Abstract

Flow-induced vibration (FIV) is a widespread problem in energy systems because they rely on fluid movement for energy conversion. Vibrating structures may be damaged as fatigue or wear occur. Given the importance of reliable components in the nuclear industry, flow-induced vibrations have long been a major concern in the safety and operation of nuclear reactors. In particular, nuclear fuel and steam generators have been known to suffer from flow-induced vibrations and related failures. Over the past five years, the Nuclear Energy Advanced Modeling and Simulation program has developed the integrated multiphysics code suite SHARP. The goal of developing such a tool is to perform multiphysics modeling of the components inside a reactor core, the full reactor core or portions of it, and be able to achieve that with various levels of fidelity. This flexibility allows users to select the appropriate level of fidelity for their computational resources and design constraints.
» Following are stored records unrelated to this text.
PR #311, opened 2023-08-09
Add Input and TextInput

DTCurrie:
Adds the base `<Input />` and `<TextInput />` components to `core`. Does not add stories yet, holding off until all inputs are done to do a more comprehensive story with docs/usage notes. Also did some cleanup on the `<Tooltip />` to remove the `icon` slot and just expect it to be included as a part of the default slot.

### DIFF
--- a/packages/core/src/lib/index.ts
+++ b/packages/core/src/lib/index.ts
@@ -5,8 +5,15 @@ export { default as Icon } from './icon/icon.svelte';
 export { default as Label } from './label.svelte';
 export { default as Pill } from './pill.svelte';
 export { default as Radio } from './radio.svelte';
+
 export {
   default as Tooltip,
   type TooltipLocation,
   type TooltipState,
 } from './tooltip.svelte';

In particular SHARP contains high-fidelity single-physics codes for structural mechanics and fluid mechanics calculations: the structural mechanics implicit code Diablo and the computational fluid dynamics spectral element code Nek5000. Both codes are state-of-the-art. highly scalable (up to millions of processors in the case of Nek5000) tools that have been extensively validated. These tools form a strong basis on which to build an FIV modeling capability. This work discusses in detail the implementation of a fluid-structure interaction methodology in SHARP for simulating flow-induced viration based on the coupling between Diablo and Nek5000. Initial verification and validation efforts are also discussed, with a focus on standard benchmark cases: the flow past a cylinder, the Turek benchmark, and the flow in a Coriolis flow meter.